* **Exercise directions**
Read the records below and report each line in which "version" occurs.

Data excerpts
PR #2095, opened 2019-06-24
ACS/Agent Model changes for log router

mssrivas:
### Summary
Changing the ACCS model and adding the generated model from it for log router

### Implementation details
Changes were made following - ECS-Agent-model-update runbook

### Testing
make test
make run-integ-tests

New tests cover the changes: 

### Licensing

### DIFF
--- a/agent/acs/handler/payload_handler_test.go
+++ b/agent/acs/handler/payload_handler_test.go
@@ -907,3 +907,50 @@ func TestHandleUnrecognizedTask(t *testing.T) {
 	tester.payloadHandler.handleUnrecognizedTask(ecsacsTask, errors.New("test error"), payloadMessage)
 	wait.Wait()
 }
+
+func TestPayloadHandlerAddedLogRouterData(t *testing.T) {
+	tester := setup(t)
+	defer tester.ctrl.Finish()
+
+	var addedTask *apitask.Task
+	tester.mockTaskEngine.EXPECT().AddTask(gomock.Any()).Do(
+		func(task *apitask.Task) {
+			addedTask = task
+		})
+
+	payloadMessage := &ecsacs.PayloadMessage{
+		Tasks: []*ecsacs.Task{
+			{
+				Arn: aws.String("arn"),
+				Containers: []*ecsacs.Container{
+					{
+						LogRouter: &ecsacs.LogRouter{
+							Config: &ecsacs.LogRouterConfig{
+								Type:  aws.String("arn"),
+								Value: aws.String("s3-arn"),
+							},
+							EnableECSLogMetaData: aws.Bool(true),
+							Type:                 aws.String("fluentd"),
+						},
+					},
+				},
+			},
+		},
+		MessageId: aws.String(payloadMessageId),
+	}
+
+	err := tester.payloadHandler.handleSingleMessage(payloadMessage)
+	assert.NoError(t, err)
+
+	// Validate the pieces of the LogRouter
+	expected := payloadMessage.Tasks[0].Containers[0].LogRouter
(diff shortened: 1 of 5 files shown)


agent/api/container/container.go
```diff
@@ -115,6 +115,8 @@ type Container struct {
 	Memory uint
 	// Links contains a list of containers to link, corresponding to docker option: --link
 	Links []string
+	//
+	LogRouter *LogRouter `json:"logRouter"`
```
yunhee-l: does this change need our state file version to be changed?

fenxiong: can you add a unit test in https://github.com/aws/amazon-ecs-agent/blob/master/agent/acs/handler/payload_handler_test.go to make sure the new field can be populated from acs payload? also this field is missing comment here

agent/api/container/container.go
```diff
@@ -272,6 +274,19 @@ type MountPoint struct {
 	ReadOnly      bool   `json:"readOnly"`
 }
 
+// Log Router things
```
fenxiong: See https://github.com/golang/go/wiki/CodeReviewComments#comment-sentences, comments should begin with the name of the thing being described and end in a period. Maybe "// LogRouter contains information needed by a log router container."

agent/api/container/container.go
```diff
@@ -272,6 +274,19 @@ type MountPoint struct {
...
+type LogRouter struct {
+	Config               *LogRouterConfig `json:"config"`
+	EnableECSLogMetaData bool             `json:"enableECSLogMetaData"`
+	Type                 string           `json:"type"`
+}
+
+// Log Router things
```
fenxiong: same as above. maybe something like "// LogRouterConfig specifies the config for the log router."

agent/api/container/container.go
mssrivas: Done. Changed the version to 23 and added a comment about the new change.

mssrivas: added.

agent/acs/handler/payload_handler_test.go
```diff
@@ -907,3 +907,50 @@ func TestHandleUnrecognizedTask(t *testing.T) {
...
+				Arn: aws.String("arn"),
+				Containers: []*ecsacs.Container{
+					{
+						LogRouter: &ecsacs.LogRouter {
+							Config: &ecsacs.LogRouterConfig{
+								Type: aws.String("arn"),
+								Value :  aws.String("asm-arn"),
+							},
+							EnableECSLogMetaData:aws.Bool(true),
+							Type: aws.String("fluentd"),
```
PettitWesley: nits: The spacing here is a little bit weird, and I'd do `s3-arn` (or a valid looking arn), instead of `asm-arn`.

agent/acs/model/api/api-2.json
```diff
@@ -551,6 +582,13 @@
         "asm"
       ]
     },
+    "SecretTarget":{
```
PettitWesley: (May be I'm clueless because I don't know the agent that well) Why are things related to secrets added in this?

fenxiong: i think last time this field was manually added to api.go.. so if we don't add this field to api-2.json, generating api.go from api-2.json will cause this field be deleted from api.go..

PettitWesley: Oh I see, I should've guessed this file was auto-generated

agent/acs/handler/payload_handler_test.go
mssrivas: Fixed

* **Task answer**
yunhee-l: does this change need our state file version to be changed?
mssrivas: Done. Changed the version to 23 and added a comment about the new change.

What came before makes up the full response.